Dataset excerpts —
PR #38, opened 2015-06-26
resrc: redesign pool support

lipari:
Eliminate the dedicated pool structure and enhance the resrc structure
to support a size component.  This makes the resrc model conform with
the design described in RFC 4.  Update the tresrc test to match the
new model.  No changes were needed to the sched module.

### DIFF
--- a/resrc/resrc.c
+++ b/resrc/resrc.c
@@ -42,28 +42,21 @@ static hostset_t hostset = NULL;
 typedef struct zhash_t resources;
 typedef struct zlist_t resource_list;
 
-typedef struct {
-    int64_t avail_items;
-    int64_t selctd_items;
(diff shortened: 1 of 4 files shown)


dongahn:
@lipari: as we talked on the phone, this seems very useful!

The only comment I have is that, as part of flux-core #223 (Flux should sanitize environment for launched programs), SLURM_NODELIST will be stripped away and e306f01 may break. 

I plan to add an option to export SLURM_NODELIST as part of flux-core #221 (support bootstrapping legacy mvapich v1 builds in Flux) from within wrexec*, but this may or may not be visible to when/where this code is used. 

I will merge this in, and we should follow up when these environment variables are stripped.

PR #39, opened 2015-07-07
Replace deprecated flux_sendmsg() in sched module

lipari:
And fixed a bug along the way.


dongahn:
Thanks for being on top of this, Don. Perhaps we might as well change the data type from zmsg_t to flux_msg_t? Also change the variable name from zmsg to just msg or fmsg?

lipari:
Good suggestions, Dong!  Done and re-pushed.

Problem details —
Scan the entries above, and wherever a line holds the string "should", copy it.

Answer to this task —
The only comment I have is that, as part of flux-core #223 (Flux should sanitize environment for launched programs), SLURM_NODELIST will be stripped away and e306f01 may break. 
I will merge this in, and we should follow up when these environment variables are stripped.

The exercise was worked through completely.